- Born: David Lloyd Blackwood November 7, 1941 Wesleyville, Newfoundland
- Died: July 2, 2022 (aged 80) Port Hope, Ontario, Canada
- Education: Ontario College of Art and Design
- Known for: graphic artist
- Website: www.davidblackwood.com

= David Blackwood =

Canadian artist (1941–2022)

David Lloyd Blackwood (November 7, 1941 – July 2, 2022) was a Canadian artist known chiefly for his intaglio prints, often depicting dramatic historical scenes of Newfoundland outport life and industry, such as shipwrecks, seal hunting, iceberg encounters and resettlement. He also created paintings, drawings and woodcuts. His work is considered "unrepentantly nationalistic".

==Early life==
Blackwood was born in Wesleyville, Newfoundland, on November 7, 1941. His family was involved in seafaring, which guided the artwork he later made. He opened his first art studio in 1956, and was awarded a scholarship three years later to study at the Ontario College of Art.

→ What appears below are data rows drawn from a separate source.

PR #93629, opened 2020-08-01
fix flaky TestVolumeBinding unit test

### LINKED ISSUE #93009: The unit test TestVolumeBinding is flaky
**Which jobs are flaking**:

The unit test `TestVolumeBinding`

```
--- FAIL: TestVolumeBinding (0.71s)
    --- FAIL: TestVolumeBinding/bound_and_unbound_unsatisfied (0.10s)
        volume_binding_test.go:282: call PreFilter and check status
        volume_binding_test.go:291: check state after prefilter phase
        volume_binding_test.go:299: call Filter and check status
        volume_binding_test.go:302: filter status does not match: &{1 [could not find v1.PersistentVolume "pv-a"]}, want: &{3 [node(s) had volume node affinity conflict node(s) didn't find available persistent volumes to bind]}
FAIL
```

**Testgrid link**:

**Reason for failure**:

In volume scheduling, we maintain internal cache which listens on PV/PVC events. However, we don't have a method to wait for them to be synced in UT. 

In production, this is not a problem. Even if the scheduler marks the pod uncacheable due to the stale cache in PVAssumeCache/PVCAssumeCache, the pod will be moved to the active queue later as the scheduler [will move unschedulable pods to the active queue if they are not retried for more than 1 minute](https://github.com/kubernetes/kubernetes/pull/72558).

related:

- https://github.com/kubernetes/kubernetes/pull/73305
- https://github.com/kubernetes/kubernetes/pull/72558

cofyc:
**What type of PR is this?**
>
> /kind api-change
> /kind bug
> /kind cleanup
> /kind deprecation
> /kind design
> /kind documentation
> /kind failing-test
> /kind feature
/kind flake

fixes #93009 

Fixes #

```release-note
NONE
```

```docs

```

### DIFF
--- a/pkg/scheduler/framework/plugins/volumebinding/volume_binding_test.go
+++ b/pkg/scheduler/framework/plugins/volumebinding/volume_binding_test.go
@@ -252,10 +252,7 @@ func TestVolumeBinding(t *testing.T) {
 				t.Fatal(err)
 			}
 
-			// Start informer factory after initialization
-			informerFactory.Start(ctx.Done())
-
-			// Feed testing data and wait for them to be synced
+			t.Log("Feed testing data and wait for them to be synced")
 			client.StorageV1().StorageClasses().Create(ctx, immediateSC, metav1.CreateOptions{})
 			client.StorageV1().StorageClasses().Create(ctx, waitSC, metav1.CreateOptions{})
 			if item.node != nil {
@@ -267,19 +264,21 @@ func TestVolumeBinding(t *testing.T) {
 			for _, pv := range item.pvs {
 				client.CoreV1().PersistentVolumes().Create(ctx, pv, metav1.CreateOptions{})
 			}
-			caches := informerFactory.WaitForCacheSync(ctx.Done())
-			for _, synced := range caches {
-				if !synced {
-					t.Errorf("error waiting for informer cache sync")
-				}
-			}
 
-			// Verify
+			t.Log("Start informer factory after initialization")
+			informerFactory.Start(ctx.Done())
+
+			t.Log("Wait for all started informers' cache were synced")
+			informerFactory.WaitForCacheSync(ctx.Done())
+
+			t.Log("Verify")
+
 			p := pl.(*VolumeBinding)
 			nodeInfo := framework.NewNodeInfo()
 			nodeInfo.SetNode(item.node)
 			state := framework.NewCycleState()
-			t.Logf("call PreFilter and check status")
+
+			t.Logf("Verify: call PreFilter and check status")
 			gotPreFilterStatus := p.PreFilter(ctx, state, item.pod)
 			if !reflect.DeepEqual(gotPreFilterStatus, item.wantPreFilterStatus) {
 				t.Errorf("filter prefilter status does not match: %v, want: %v", gotPreFilterStatus, item.wantPreFilterStatus)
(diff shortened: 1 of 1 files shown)


pkg/scheduler/framework/plugins/volumebinding/volume_binding_test.go
```diff
@@ -267,19 +264,25 @@ func TestVolumeBinding(t *testing.T) {
 			for _, pv := range item.pvs {
 				client.CoreV1().PersistentVolumes().Create(ctx, pv, metav1.CreateOptions{})
 			}
+
+			t.Log("Start informer factory after initialization")
+			informerFactory.Start(ctx.Done())
```
cofyc, line 269: see explanation here: https://github.com/kubernetes/kubernetes/issues/93009#issuecomment-667527689

In my understanding, with a real client and the real API Server events should not be lost.

Huang-Wei: > However, with the fake client, events may be lost in testing.

If you need to act upon the API change events on a UT, I think you have to try prepend/add reactor for a fake client. You can search:

- client.PrependReactor()
- client.PrependWatchReactor()

However, if the test just relies on the a fixed state of all initialized API objects (i think it's the case, correct me if I'm wrong), the current change (start informerFactory and wait for its cache to be synced) should be good enough.

pkg/scheduler/framework/plugins/volumebinding/volume_binding_test.go
```diff
@@ -267,19 +264,25 @@ func TestVolumeBinding(t *testing.T) {
...
+
 			caches := informerFactory.WaitForCacheSync(ctx.Done())
 			for _, synced := range caches {
 				if !synced {
 					t.Errorf("error waiting for informer cache sync")
 				}
 			}
```
Huang-Wei, line 276: Just for curiosity, is this logic necessary? IMO a common pattern is just:

```go
informerFactory.Start(ctx.Done())
informerFactory.WaitForCacheSync(ctx.Done())
```

pkg/scheduler/framework/plugins/volumebinding/volume_binding_test.go
cofyc: > However, if the test just relies on the a fixed state of all initialized API objects
yes, it is

pkg/scheduler/framework/plugins/volumebinding/volume_binding_test.go
cofyc: practically, not necessary. In the current implementation, this function returns with the cache not synced only if the `ctx.Done()` is closed early, which will not happen in our testing.

However, I think it's good practice to check all returned results and fail if something is not expected. This may seem redundant sometimes, but it does not assume anything. For example, controllers in kube-controller-manager may exit if the informers they care can't be synced;

https://github.com/kubernetes/kubernetes/blob/2b9837fdcda0163712a439b71211e34a3f27bd34/pkg/controller/volume/persistentvolume/pv_controller_base.go#L306-L308

cofyc: I removed this logic since it's not necessary in our testing. The code is more concise now.

Huang-Wei:
/lgtm
@ahg-g do you want to tag it to 1.19?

After graduating in 1963, he remained in Ontario, where he became Art Master at Trinity College School in Port Hope.

==Career==
Blackwood's artwork was exhibited at the National Gallery of Canada by the time he was 23 years old. He worked on a series of fifty etchings titled The Lost Party, depicting a provincial sealing disaster in 1914, throughout the 1960s and into the early 1970s. This became one of the most extensive series of thematically related prints in Canadian history. He was also involved in establishing an art gallery at the University of Toronto Mississauga, a campus of the University of Toronto in 1969. It was consequently called the Blackwood Gallery when it was inaugurated in 1992. He ultimately had 90 solo exhibitions and two major retrospective exhibitions. His art was displayed internationally at Windsor Castle as part of the Royal Collection, the National Gallery of Australia, and at the Uffizi in Florence.

Blackwood was the focus of a 1976 documentary film, Blackwood, which was produced by the National Film Board of Canada. It was nominated for an Academy Award for Documentary Short Subject, and earned ten international film awards. His work was covered in The Art of David Blackwood, published by William Gough in 1988. It was also the subject of three other key publications: The Wake of the Great Sealers (1973), David Blackwood: Master Printmaker (2001, also by Gough), and Black Ice: David Blackwood Prints of Newfoundland (2011). In 2003, he became the first practicing artist to be named Honorary Chairman of the Art Gallery of Ontario (AGO), which maintains a Blackwood Research Centre and a major collection of his work. His collection of prints titled Black Ice went on national tour from 2011 to 2012. In 2025, the AGO exhibited Blackwood's
work in a major retrospective.

==Personal life and death==
Blackwood was married to Anita until his death. He resided in Port Hope throughout his later years while keeping a studio in Wesleyville, Newfoundland and Labrador. He was hospitalized for two years during the mid-2010s due to a life-threatening illness.

Blackwood died on July 2, 2022, at his home in Port Hope. He was 80, and suffered from an unspecified long illness prior to his death.

==Awards and honours==
Blackwood was an associate of the Royal Canadian Academy of Arts. He was granted an honorary Doctor of Letters by Memorial University of Newfoundland and an honorary Doctor of Laws by the University of Calgary in 1992. He was appointed a member of the Order of Canada in April 1993 and invested ten months later in February of the following year. He later received the Order of Ontario in 2002. Blackwood was the recipient of the Queen Elizabeth II Golden Jubilee Medal (2002) and the Queen Elizabeth II Diamond Jubilee Medal (2012).

A street in Sarnia, Ontario, David Blackwood Drive, is named in his honour.